Issue #1708, opened 2019-10-02
Upskill the consul watch code for best practices


tomwilkie:
Hashicorp have some nice advice in the docs: https://www.consul.io/api/features/blocking.html#implementation-details

- Check for the index going backward
- Check the index >0
- Ratelimit watches.

gouthamve:
Closed in #1713

PR #1713, opened 2019-10-03
Implement Hashicorps's recommendations when watching consul key

pstibrany:
This PR implements Hashicorp's recommendations for using blocking queries at https://www.consul.io/api/features/blocking.html:

- rate limiting when watching for value changes. Current limit is 1 read/second, with bursts up to 5/second.
- handle LastIndex value going down or being zero by restarting the blocking loop from 0 or 1 respectively

Fixes issue #1708.


pstibrany:
Thanks for your review.

I couldn't find any other fitting rate limiter in dependencies that Cortex already has, and I didn't want to introduce new dependency. I'm open to switching to a different one if you have a good suggestion, although I quite like how simple this one is.

tomwilkie:
@pstibrany have you seen https://godoc.org/golang.org/x/time/rate?

pstibrany:
Replaced with rate limiter from golang.org/x/time/rate. Not as nice, but it works and we avoid copying.

pkg/ring/kv/consul/client.go
```diff
@@ -31,6 +32,9 @@ var (
 		MinBackoff: 1 * time.Second,
 		MaxBackoff: 1 * time.Minute,
 	}
+
+	watchKeyRate  = rate.Limit(1)
+	watchKeyBurst = 3
```
tomwilkie: Can we have these as part of the Config struct below?  And have a way for the default values to be a no-op?  I want this to be opt-in.

pstibrany:
Oh, I guess rate-limit should apply for WatchPrefix as well, not just WatchKey. I missed that.

pkg/ring/kv/consul/client.go
pstibrany: Moved WatchKeyRate and WatchKeyBurst to Config. Default value to WatchKeyRate (0) disables rate-limiting. Burst is set to 1 if rate-limiting is enabled and Burst is <= 1.

pkg/ring/kv/consul/client.go
```diff
@@ -264,3 +289,32 @@ func (c *Client) Get(ctx context.Context, key string) (interface{}, error) {
...
+		// guaranteed to be the same as last time
+		return metaLastIndex, true
+	} else {
+		return metaLastIndex, false
+	}
+}
+
+func (c *Client) createRateLimiter() *rate.Limiter {
+	if c.cfg.WatchKeyRate <= 0 {
+		return nil
```
gouthamve: Just return `rate.Inf`, this way we won't have the `nil` and code will be cleaner?

pkg/ring/kv/consul/client_test.go
```diff
@@ -0,0 +1,136 @@
...
+	}
+
+	return []byte(s), nil
+}
+
+func (c stringCodec) Decode(d []byte) (interface{}, error) {
+	return string(d), nil
+}
+
+var _ codec.Codec = &stringCodec{}
```
gouthamve: What is this doing?

pkg/ring/kv/consul/client.go
```diff
@@ -62,6 +65,8 @@ func (cfg *Config) RegisterFlags(f *flag.FlagSet, prefix string) {
 	f.StringVar(&cfg.ACLToken, prefix+"consul.acltoken", "", "ACL Token used to interact with Consul.")
 	f.DurationVar(&cfg.HTTPClientTimeout, prefix+"consul.client-timeout", 2*longPollDuration, "HTTP timeout when talking to Consul")
 	f.BoolVar(&cfg.ConsistentReads, prefix+"consul.consistent-reads", true, "Enable consistent reads to Consul.")
+	f.Float64Var(&cfg.WatchKeyRate, prefix+"consul.watch-rate", 0, "Rate limit when watching key or prefix in Consul, in requests per second. Zero disables the rate limit.")
```
pracucci: Have you considered naming it `consul.watch-rate-limit`?

pkg/ring/kv/consul/client.go
pstibrany: Done

pkg/ring/kv/consul/client_test.go
pstibrany: By adding that line, IntelliJ then offers me to add missing methods from the interface. I forgot to remove it afterwards.

pkg/ring/kv/consul/client.go
```diff
@@ -264,3 +289,32 @@ func (c *Client) Get(ctx context.Context, key string) (interface{}, error) {
...
+		return metaLastIndex, false
+	}
+}
+
+func (c *Client) createRateLimiter() *rate.Limiter {
+	if c.cfg.WatchKeyRate <= 0 {
+		return nil
+	}
+	burst := c.cfg.WatchKeyBurst
+	if burst < 1 {
```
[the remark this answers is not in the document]
pstibrany: Oh, I was about to add this check. I think it makes sense, but you seem to have changed your mind?

pkg/ring/kv/consul/client.go
pstibrany: Sounds good. Thanks.

pkg/ring/kv/consul/client.go
```diff
@@ -62,6 +65,8 @@ func (cfg *Config) RegisterFlags(f *flag.FlagSet, prefix string) {
 	f.StringVar(&cfg.ACLToken, prefix+"consul.acltoken", "", "ACL Token used to interact with Consul.")
 	f.DurationVar(&cfg.HTTPClientTimeout, prefix+"consul.client-timeout", 2*longPollDuration, "HTTP timeout when talking to Consul")
 	f.BoolVar(&cfg.ConsistentReads, prefix+"consul.consistent-reads", true, "Enable consistent reads to Consul.")
+	f.Float64Var(&cfg.WatchKeyRate, prefix+"consul.watch-rate", 0, "Rate limit when watching key or prefix in Consul, in requests per second. Zero disables the rate limit.")
+	f.IntVar(&cfg.WatchKeyBurst, prefix+"consul.watch-burst", 1, "Burst size used in rate limit. Values less than 1 are treated as 1.")
```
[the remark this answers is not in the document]
pstibrany: I'd use `watch-burst-size` maybe?

pkg/ring/kv/consul/client.go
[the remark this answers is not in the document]
pracucci: I've rechecked the rate limiter implementation and it's not an issue as far as the burst is at least 1, because here you always consume 1 token each time.

pkg/ring/kv/consul/client.go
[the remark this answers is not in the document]
pracucci: Technically it's the max number of tokens you can consume in a single request. Given here you always consume 1, I'm wondering if it it's really useful to allow people to configure it, instead of simply hardcoding it to `1`.

pkg/ring/kv/consul/client.go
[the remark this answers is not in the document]
pracucci: What I mean is that we always use `limiter.Wait()` here, which internally calls `WaitN()` with `n = 1` (`n` is the number of tokens to reserve), while `burst` is the max number of tokens you can consume in a single operation, which in our case is always `1`, so an hard-coded `1` value should be fine (if I'm not missing anything).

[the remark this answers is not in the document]
pstibrany: Burst being the max number of tokens you can consume is not the only reason to use burst. Another is to temporarily raise the limit, if limiter wasn't used recently (or at the beginning of the operation). See here: https://play.golang.org/p/zBtoOUf5fSl ... notice how first 5 operations are allowed immediately, and only subsequent operations are limited to 1 per second.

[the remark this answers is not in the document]
pracucci: You're right.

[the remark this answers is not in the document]
pstibrany: On the other hand, you're right in that checking that burst is higher than limit doesn't help much – if you use limit 5, and burst 1, client using Wait() is still allowed 5 operations / second. So all is fine here. I will resolve it now.

pkg/ring/kv/consul/client.go
```diff
@@ -62,6 +65,8 @@ func (cfg *Config) RegisterFlags(f *flag.FlagSet, prefix string) {
 	f.StringVar(&cfg.ACLToken, prefix+"consul.acltoken", "", "ACL Token used to interact with Consul.")
 	f.DurationVar(&cfg.HTTPClientTimeout, prefix+"consul.client-timeout", 2*longPollDuration, "HTTP timeout when talking to Consul")
 	f.BoolVar(&cfg.ConsistentReads, prefix+"consul.consistent-reads", true, "Enable consistent reads to Consul.")
+	f.Float64Var(&cfg.WatchKeyRateLimit, prefix+"consul.watch-rate-limit", 0, "Rate limit when watching key or prefix in Consul, in requests per second. Zero disables the rate limit.")
```
jtlisi:
```suggestion
	f.Float64Var(&cfg.WatchKeyRateLimit, prefix+"consul.watch-rate-limit", 0, "Rate limit when watching key or prefix in Consul, in requests per second. 0 disables the rate limit.")
```

Just a slight nit here

gouthamve:
@pstibrany Could you add a changelog entry and I'll merge this after that and Jacob's nit.

pstibrany:
Added changelog, fixed "Zero" -> "0", and rebased on top of master.

CHANGELOG.md
```diff
@@ -18,6 +18,8 @@ This release adds support for Redis as an alternative to Memcached, and also inc
 * [ENHANCEMENT] Upgraded Prometheus to 2.12.0 and Alertmanager to 0.19.0. #1597
 * [ENHANCEMENT] Cortex is now built with Go 1.13 #1675, #1676, #1679
 * [ENHANCEMENT] Many optimisations, mostly impacting ingester and querier: #1574, #1624, #1638, #1644, #1649, #1654, #1702
+* [ENHANCEMENT] Consul client now follows recommended practices for blocking queries wrt returned Index value. #1708
```
gouthamve: Th updates should go into unreleased and not 0.3.0 :)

_ _ _

### Exercise objective
In the records above, how many lines contain the string "using"? State that number only.

### Response below
2